If the recent multiplication of exhibitions and research seems to mark the beginning of a shift, it is also accompanied by a paradox: the institutionalization of Art Brut, while fostering the recognition and preservation of works, sometimes tends to attenuate its specificity. The temptation is indeed great to rid oneself of the very term “Art Brut” in favor of a full integration into the artistic field, as if this recognition were enough to abolish differences of conditions, trajectories, and statuses. Yet, far from disappearing, these gaps remain essential to think through. From this perspective, maintaining the notion of Art Brut appears less as a problematic survival than as a critical—almost political—tool, making it possible to resist a form of leveling and erasure. It is not a matter of excluding, but on the contrary of contextualizing: recognizing the works, preserving them, while continuing to question the singular conditions of their emergence and reception.
[1] Jean Dubuffet, letter to René Auberjonois, Lausanne, August 28, 1945, in Prospectus et tous écrits suivants, collected and presented by Hubert Damisch, Volume II, Paris: Gallimard, 1967, p. 240.
[2] Jean Dubuffet, letter to Jean Paulhan, November 7, 1945, in Jean Dubuffet Jean Paulhan, Correspondance 1944–1968, Paris: Gallimard, 2003, p. 249.

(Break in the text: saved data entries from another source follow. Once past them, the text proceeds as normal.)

PR #595, opened 2015-08-17
Retry various transfer failures

rubyist:
We want to retry some calls in the event of an http error. We would typically not retry if the http call was successful and returned a status code, with the exception of upload transfers that can expire and return a 403. There are three calls that can be retried in these cases:

- [x] Retry once when the transfer fails (timeout, http error, 403 with expiry)
- [x] Retry once when a batch api call fails (timeout, http error)
- [x] Retry once when old api call fails (timeout, http error)

And also:
- [ ] Tests!


rubyist:
This is ready for review. It's fairly straight forward, when the api, download, or upload operations run through the transfer queue and get an error without an http response (e.g. timeout or network error) they will be added to the queue again to retry. The queue tracks which objects it has retried and only retries once for a given object. Uploads that receive a 403 will also be retried, this generally happens when an upload token has expired.

I'm not sure how we can automate end to end testing of this because the typical http handlers don't seem to allow you to cause an error that won't return a valid http response. We could add another test server to the rig that could work at a lower level, but I'm not sure that's worth doing. Open to suggestions here.

lfs/batcher.go
```diff
@@ -51,16 +55,22 @@ func (b *Batcher) acceptInput() {
...
-				break Loop
+			select {
+			case t, ok := <-b.input:
+				if ok {
+					batch = append(batch, t)
+				} else {
+					exit = true // input channel was closed by Exit()
+					break Loop
+				}
+			case <-time.After(time.Millisecond * 300):
```
technoweenie: This timeout tracks how long it takes to iterate through a `[]*lfs.WrappedPointer` from the push/pre-push/fetch commands, correct? Is it hanging if some of the pointers are skipped or erroring for some reason?

rubyist: Not quite. For retrying, the transfer queue was changed slightly. Previously, you'd `Add()` all your items, then `Wait()` would start up everything, but it would call batcher's `Exit()` to ensure any remaining items were flushed from the batcher. The side effect of this is that once you called `Wait()` on the transfer queue, you can't `Add()` anything to it. The timeout ensures batches of less than 100 are flushed implicitly. e.g. if the caller is blocked on `Next()` and there are 50 items waiting to be batched, the caller will get them after 300ms. Doing this means we can just use `Add()` to retry an object.

sinbad: Is it worth introducing a Flush() operation that does this & allows further items to be added but without needing it to be based on a timeout? The timeout is cool in that it's automatic, but it also makes it less deterministic - unrelated changes can alter the behaviour just because of how the times work out. I've seen this problem a lot in debugging (stuff happens differently when you're debugging because different amounts of time pass when you stick on a breakpoint) particularly in real-time systems and it often needs a 'pausable' time source to eliminate. Although debugging is not really a practical problem right now due to the lack of decent Go debugging facilities, differences in server response times could cause difficult to repeat behaviour - some of that is unavoidable but I'd prefer a deterministic sequence unrelated to time, or at least without any parallel time component other than server responses, in our own code if that's possible.

lfs/transfer_queue.go
```diff
@@ -278,6 +306,21 @@ func (q *TransferQueue) run() {
 	}
 }
 
+func (q *TransferQueue) canRetry(err error, id string) bool {
+	if !IsRetriableError(err) {
+		return false
+	}
+
+	defer q.retrylock.Unlock()
+	q.retrylock.Lock()
```
sinbad: As an alternative to this lock & map, how about:
```diff
diff --git a/lfs/download_queue.go b/lfs/download_queue.go
index d8e00e2..5c1b0f4 100644
--- a/lfs/download_queue.go
+++ b/lfs/download_queue.go
@@ -2,6 +2,7 @@ package lfs
 
 // The ability to check that a file can be downloaded
 type DownloadCheckable struct {
+	*TransferableBase
 	Pointer *WrappedPointer
 	object  *objectResource
 }
@@ -15,6 +16,7 @@ func (d *DownloadCheckable) Check() (*objectResource, error) {
 }
 
 func (d *DownloadCheckable) Transfer(cb CopyCallback) error {
+	d.RecordAttempt()
 	// just report completion of check but don't do anything
 	cb(d.Size(), d.Size(), int(d.Size()))
 	return nil
@@ -58,6 +60,7 @@ func NewDownloadable(p *WrappedPointer) *Downloadable {
 }
 
 func (d *Downloadable) Transfer(cb CopyCallback) error {
+	d.RecordAttempt()
 	err := PointerSmudgeObject(d.Pointer.Pointer, d.object, cb)
 	if err != nil {
 		return Error(err)
diff --git a/lfs/transfer_queue.go b/lfs/transfer_queue.go
index 636fb2a..30d9992 100644
--- a/lfs/transfer_queue.go
+++ b/lfs/transfer_queue.go
@@ -20,6 +20,18 @@ type Transferable interface {
 	Size() int64
 	Name() string
 	SetObject(*objectResource)
+	AttemptCount() int
+}
+
+type TransferableBase struct {
+	attempts int
+}
+
+func (t *TransferableBase) AttemptCount() int {
+	return t.attempts
+}
+func (t *TransferableBase) RecordAttempt() {
+	t.attempts++
 }
 
 // TransferQueue provides a queue that will allow concurrent transfers.
diff --git a/lfs/upload_queue.go b/lfs/upload_queue.go
index ce06545..649952a 100644
--- a/lfs/upload_queue.go
+++ b/lfs/upload_queue.go
@@ -8,6 +8,7 @@ import (
 
 // Uploadable describes a file that can be uploaded.
 type Uploadable struct {
+	*TransferableBase
 	oid      string
 	OidPath  string
 	Filename string
@@ -42,6 +43,7 @@ func (u *Uploadable) Check() (*objectResource, error) {
 }
 
 func (u *Uploadable) Transfer(cb CopyCallback) error {
+	d.RecordAttempt()
 	wcb := func(total, read int64, current int) error {
 		cb(total, read, current)
 		return nil
```
... and then pass the actual Transferable to this function and retry if t.AttemptCount() < 2.

sinbad:
:+1: other than my general comments which you can either use or ignore :) Took me a little while to follow all the paths to try to look for race conditions but I think it's fine.

lfs/transfer_queue.go
rubyist: I think this would be fine. I'm lukewarm on pushing that responsibility into the Transferrable, but I do like avoiding the mutex.

lfs/batcher.go
rubyist: I think an explicit flush adds more complexity but doesn't make things any more deterministic. The transfer loop blocks on `Next()`, so you'd presumably call `Flush()` when you `Add()` something (otherwise you're just pushing the timeout up). Transfers start as soon as the queue has received a batch worth. Say a transfer fails while the thing feeding the queue has added 52 items, so we `Add()` and `Flush()`, sending off a batch of 53 items. Then another fails and we send off a batch of 10 items.

I think the way to make it operate in a more deterministic manner is to withhold all failures until the end and then retry them.

sinbad: I was imagining that original code that was adding the Transferables would call Flush() after it had finished adding, which would guarantee the batcher would send to batchReady at that point regardless of numbers. I agree that you'd have to separate the failures into a different queue (different batcher?) to submit at the end to be truly deterministic & ensure that every batch was the same regardless of timing. It does add a little code complexity but I think knowing that if you submit the same items in the same order that they will always result in the same requests at the end, regardless of timings, is a nice position to be in from a diagnostic point of view.

technoweenie: Gotcha, thanks for explaining.

sinbad: > My concern wasn't complexity added by withholding retries, rather adding an explicit Flush that's still nondeterministic.

:+1: Makes sense

rubyist:
This revised version withholds all the failed transfers until the end then does the retries by reseting the batcher and going through the flow again. This should keep things a little more deterministic and straight forward.

technoweenie:
This could use another full review with @rubyist's latest changes. I'll be looking at it first thing tomorrow.

lfs/batcher.go
```diff
@@ -39,11 +42,20 @@ func (b *Batcher) Next() []Transferable {
...
+	atomic.StoreUint32(&b.exited, 1)
 	close(b.input)
 }
 
+// Reset allows an Exit()ed batcher to be re-started.
+func (b *Batcher) Reset() {
+	if atomic.CompareAndSwapUint32(&b.exited, 1, 0) {
+		b.input = make(chan Transferable, b.batchSize)
+		go b.acceptInput()
+	}
```
ttaylorr: Should this return an error if the CAS failed?

lfs/batcher.go
```diff
@@ -9,6 +11,7 @@ package lfs
 // When a timeout, Flush(), or Exit() occurs, the group may be smaller than the
 // batch size.
 type Batcher struct {
+	exited     uint32
```
ttaylorr: Even though this field is private, maybe a quick note here about what 1 and 0 mean in the context of this member?

lfs/transfer_queue.go
```diff
@@ -231,7 +276,12 @@ func (q *TransferQueue) transferWorker() {
 		}
 
 		if err := transfer.Transfer(cb); err != nil {
-			q.errorc <- err
+			if q.canRetry(err) {
```
ttaylorr: Perhaps we could extract something to wrap this sort of behavior? At a glance, I see it in three places in this file. Perhaps such a thing may be overkill, but I'm curious of your thoughts.

lfs/batcher.go
rubyist: Yeah it probably should

lfs/batcher.go
rubyist: It's just boolean

lfs/transfer_queue.go
rubyist: One of them goes away when the old api support is removed, an extraction for the remaining two is probably overkill.

lfs/transfer_queue.go
```diff
@@ -76,6 +83,26 @@ func (q *TransferQueue) Wait() {
...
+		}
+		for _, t := range q.retries {
+			q.Add(t)
+		}
+		if q.batcher != nil {
+			q.batcher.Exit()
+		}
+		q.wait.Wait()
+	}
+
```
sinbad: Should set q.retrying back to 0 after this?

sinbad:
:+1: I like the predictability of this approach (under the same error conditions).

An aside - right now you can't re-use the TransferQueue for more operations after Wait() because the WaitGroups will never be re-initialised, I think that should be either catered for or explicitly ruled out in the docs.

rubyist:
> An aside - right now you can't re-use the TransferQueue for more operations after Wait() because the WaitGroups will never be re-initialised, I think that should be either catered for or explicitly ruled out in the docs.

TransferQueue has always worked that way (except for the brief period in this PR), but I agree we could document it better, I'll add that here. Changes to re-use a TransferQueue can be done separately.

lfs/batcher.go
rubyist: On a closer look, this is just acting as a noop if `Reset` is called and the batcher has not been `Exit`ed. Operationally this is fine so I'm just going to document it as such for now.

rubyist: Better yet, I'm going to remove the manual `Reset()` call and just have `Add()` check for the condition. This will also avoid the situation where a panic would occur if an `Add()` is called after an `Exit()` but before a `Reset()`.

lfs/transfer_queue.go
rubyist: It won't have any effect here, since the TQ isn't meant to be reused, but let's add it to pave the way for a reusable TQ in the future.

lfs/transfer_queue.go
technoweenie: I might push for a wrapper function too, especially considering this is the only place that uses `retry()` and `canRetry()`. However, the `if` statements are different enough that they would have to accept a function callback or something. 

```go
q.queueRetry(err, func() {
  tracerx.Printf("tq: retrying object %s", transfer.Oid())
  q.retry(transfer)
})
```

That may save you some lines of code, but I think the current form is easier to read.

technoweenie:
:+1: Looks good.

[3] When Michel Thévoz, Dubuffet’s spiritual heir and former director of the Collection de l’Art Brut in Lausanne, describes the concept of Art Brut, he prefers to give indirect indications, in support of the idea that this art escapes any simplistic definition: “Art Brut as defined by Jean Dubuffet is comparable to those wild flowers blooming everywhere except in the flowerbeds of culture, blooming preferably where no one thinks of looking for them: among the illiterate rather than among intellectuals, among the poor rather than among the rich, among the old rather than among the young, among women rather than among men, among the insane rather than among professionals, etc. It is an art fundamentally orphaned, that is to say freed from every model coming from tradition or fashion […] an art indifferent to the applause of initiates, an art proceeding from mental feverishness and an almost autistic inner necessity.” Michel Thévoz, Requiem pour la folie, Paris: La Différence, 1995, p. 49.
[4] Jean Dubuffet, “L’Art brut préféré aux arts culturels” [1949], in L’Homme du commun à l’ouvrage, Paris: Gallimard, 1973, pp. 91–92. Roger Cardinal explores ambiguities in Dubuffet’s definition in his essay entitled “Toward an Outsider Aesthetic,” in Michael D. Hall and Eugene W. Metcalf, Jr., with Roger Cardinal, editors, The Artist Outsider. Creativity and the Boundaries of Culture, Washington and London: Smithsonian Institution Press, 1994, pp. 20–43.
[5] Michel Thévoz, Requiem pour la folie, Paris: La Différence, 1995, p. 24.
[6] Art Brut. In the Intimacy of a Collection. Decharme Donation to the Centre Pompidou, June 20 – September 25, 2025.
[7] Photo/Brut #1. Collection Bruno Decharme et Compagnie was presented at the Rencontres de la photographie d’Arles (July 1 – September 22, 2019), then at the American Folk Art Museum, New York (January 14 – June 6, 2021), at La Centrale, Brussels (2022), at Museum im Bellpark, Switzerland (2023), and at the Robert Capa Contemporary Photography Center, Budapest (2026). In the meantime, a new selection was presented in Photo/Brut #2 at the Musée Botanique de Bruxelles (November 24, 2022 – March 19, 2023).